Automatic-Tale Recognition Models (ASR) that transcribe spoken utterances is a key component of voice assistants. They are increasingly implemented on devices on the edge of the Internet where they enable quick resorts (as they do not need cloud treatment) and continued service, even during connection breaks.
But ASR models need regular update as new words and names come into the public conversation. If all local collection data remains on device requires updating a global model Federated Learningwhere devices calculate updates locally and transmit only Gradients – Now added to model weights – to the cloud.
A key question in federal learning is how to comment on the locally stored data so they can be used to update the local model. At this year’s International Conference on Acoustics, Speech and Signal Treatment (ICASSP), my colleagues and I presented an answer to that question. Part of our answer is to use self-under-supervision or use a version of a model to label data for another version along with data gain. The second part is to use noisy, weak supervisory signals based on implicit customer feedback-as the re-form of a request-and-natural-Langa-understandable semantics that are determined across multiple twists in a session with the conversation agent.
Transcription |
Play Halo by Beyonce in the main speaker |
ASR hypothesis |
Play hello of out over hand -speaker |
NLU Semantics |
Playsong, Artist: Beyonce, Song: Halo, Unit: Head Speaker |
Semantic costs |
2/3 |
Table: Examples of weak supervision available for an utterance. Here, semantic costs (fraction of slots are wrong) are used as a feedback signal.
To test our approval, we simulated a Federated -Learning (FL) setup, where the hunger of devices updates their local models using data they do not share. These updates are gathered and combined with updates from cloud servers that repeat training with historical data to take regression on the ASR model. These innovations allow for 10% relative improvement of word error speed (WER) on new use cases with minimal degradation of other test sets in the absence of strong supervision signals, such as Earth-Sand Sandside Contributions.
Noisy students
Semi-monitored learning often uses a large, powerful teacher model to label training data for a smaller, more efficient student’s model. In edge units that often have calculation, communication and memory restrictions, larger teacher models may not be practical.
Instead, we consider the so-called noisy student or iterative-pseudo-labeling paradigm, where the local ASR model acts as a teacher model for itself. Once the model has labeled the locally stored sound, we throw the examples out where the label confidence is too high (Asy will not teach the model anything new) or too low (probably wrong). Once we have had a pool of strong, pseudo-labeled examples, we increase the examples by adding elements such as noise and background speech with the love to improve the trained model robustness.
We rotate weak monitoring to prevent faultfoot backs where the model is trained to predict erroneous self-marks. Users typically interact with conversation agents across multiple turns in a session, and later interactions may indicate where a request has been properly handled. Cancellation or repetition of a request indicates user disabilities, and users may also be asked for explicit feedback signals. These types of interactions add an additional source of soil sandy with the self-marks.
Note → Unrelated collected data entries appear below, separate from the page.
Issue #440, opened 2015-11-20
IBM Power S812LC using rspconfig to set bmc ip address failed if the bmc is in dhcp mode 


zet809:
# rspconfig dn22 ip
dn22: BMC IP: 50.2.0.28

 # rspconfig dn22 ip=50.2.0.72
dn22: BMC IP: 50.2.0.28

 # rspconfig dn22 ip
dn22: BMC IP: 50.2.0.28

 # ipmitool-xcat -I lanplus -H 50.2.0.28 -U xxx -P xxx lan print 1
Set in Progress         : Set Complete
Auth Type Support       : MD5 
Auth Type Enable        : Callback : MD5 
                        : User     : MD5 
                        : Operator : MD5 
                        : Admin    : MD5 
                        : OEM      : MD5 
IP Address Source       : DHCP Address
IP Address              : 50.2.0.28
Subnet Mask             : 255.0.0.0
MAC Address             : a0:42:3f:30:62:5e
SNMP Community String   : AMI
IP Header               : TTL=0x40 Flags=0x40 Precedence=0x00 TOS=0x10
BMC ARP Control         : ARP Responses Enabled, Gratuitous ARP Disabled
Gratituous ARP Intrvl   : 0.0 seconds
Default Gateway IP      : 0.0.0.0

Default Gateway MAC     : 00:00:00:00:00:00
Backup Gateway IP       : 0.0.0.0
Backup Gateway MAC      : 00:00:00:00:c0:a4
802.1q VLAN ID          : Disabled
802.1q VLAN Priority    : 0
RMCP+ Cipher Suites     : 
Cipher Suite Priv Max   : Not Available

zet809:
Pull request 443.

whowutwut:
@zet809  Can you modify the above and wrap in markdown.  

You are trying to set dn22 to 50.2.0.72 and it does not work? Can you use rspconfig to display the existing configured IP address? Before and after?  
For my knowledge, looking at ipmitool output against 50.2.0.28, how can you tell that BMC is in DHCP mode? Does the rspconfig work if the BMC is not in DHCP mode?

In particular, we use reinforcement learning to update the local models. In reinforcement learning, a model repeatedly interacts with its environment and tries to learn a policy that maximizes a certain reward function.
We simulate rewards using synthetic scores based on (1) implicit feedback and (2) semantics introduced by an on-the-unit natural-langue-understandable (NLU) model. We can convert the discharged semantics from the NLU model to a feedback score by calculating a semantic cost metration (eg fraction of named units labeled by the NLU model, which is also shown in the ASR hypothesis).
To utilize this noisy feedback, we update the model using a combination of the self -learning loss and an increased loss of reinforcement. Since feedback scores cannot be used directly to update the ASR model, we used feature that maximizes the probability of predicting hypotheses with high reward results.
In our experience, we used data on 3,000 training rounds across 400 devices using self -marks and weak supervision to calculate gradients or model updates. A Sky Orchrator combines these updates with updates generated on 40 pseudo-devices on cloud servers that calculate model updates using historically transcribed data.
We see improving more than 10% We test sets with new data – ie. utterances where words or phrases are five times more popular in the current period than before. Cloud-Pseudo-Devices performs replay training that prevents catastrophic forget or degradation of older data when models are updated.